──────── Dataset excerpts

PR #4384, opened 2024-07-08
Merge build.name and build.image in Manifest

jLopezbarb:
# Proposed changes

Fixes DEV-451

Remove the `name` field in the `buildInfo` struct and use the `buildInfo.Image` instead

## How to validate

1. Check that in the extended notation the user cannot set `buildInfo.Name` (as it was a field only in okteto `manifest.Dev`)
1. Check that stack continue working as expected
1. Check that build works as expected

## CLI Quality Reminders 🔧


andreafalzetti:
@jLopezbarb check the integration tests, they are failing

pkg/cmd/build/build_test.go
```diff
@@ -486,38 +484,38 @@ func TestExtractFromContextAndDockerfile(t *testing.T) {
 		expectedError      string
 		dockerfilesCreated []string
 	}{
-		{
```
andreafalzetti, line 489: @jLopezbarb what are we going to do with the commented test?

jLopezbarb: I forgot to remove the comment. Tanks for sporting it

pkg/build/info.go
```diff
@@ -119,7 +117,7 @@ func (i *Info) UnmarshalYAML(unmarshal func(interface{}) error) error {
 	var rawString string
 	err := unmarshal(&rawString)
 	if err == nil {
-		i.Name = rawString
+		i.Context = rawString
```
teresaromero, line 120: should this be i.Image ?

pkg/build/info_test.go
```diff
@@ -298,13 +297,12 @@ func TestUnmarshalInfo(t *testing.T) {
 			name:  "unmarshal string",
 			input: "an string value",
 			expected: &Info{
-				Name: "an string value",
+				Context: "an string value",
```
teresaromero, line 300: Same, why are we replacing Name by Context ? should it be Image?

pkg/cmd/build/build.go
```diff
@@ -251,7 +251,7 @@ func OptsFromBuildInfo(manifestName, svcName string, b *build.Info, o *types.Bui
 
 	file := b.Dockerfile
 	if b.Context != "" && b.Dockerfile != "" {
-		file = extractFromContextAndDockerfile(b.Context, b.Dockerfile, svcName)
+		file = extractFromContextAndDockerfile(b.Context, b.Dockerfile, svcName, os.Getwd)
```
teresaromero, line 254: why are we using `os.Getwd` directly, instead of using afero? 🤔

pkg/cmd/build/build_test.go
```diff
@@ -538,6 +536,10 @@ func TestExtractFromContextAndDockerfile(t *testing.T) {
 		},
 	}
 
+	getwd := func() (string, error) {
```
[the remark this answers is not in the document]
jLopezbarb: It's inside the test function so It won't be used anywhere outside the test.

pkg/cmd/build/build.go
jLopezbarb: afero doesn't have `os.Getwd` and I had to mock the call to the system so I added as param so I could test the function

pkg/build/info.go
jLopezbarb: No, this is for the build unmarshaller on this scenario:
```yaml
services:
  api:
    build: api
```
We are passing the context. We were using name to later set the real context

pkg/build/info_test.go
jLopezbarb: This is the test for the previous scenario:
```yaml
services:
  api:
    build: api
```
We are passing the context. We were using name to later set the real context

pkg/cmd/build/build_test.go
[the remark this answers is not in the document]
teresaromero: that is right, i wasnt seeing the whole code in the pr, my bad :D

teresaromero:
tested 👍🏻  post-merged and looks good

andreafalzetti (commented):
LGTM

────────────────

*What the exercise asks*.
Return each line among the entries that holds the word "value".

*Answer section*.
 			input: "an string value",
-				Name: "an string value",
+				Context: "an string value",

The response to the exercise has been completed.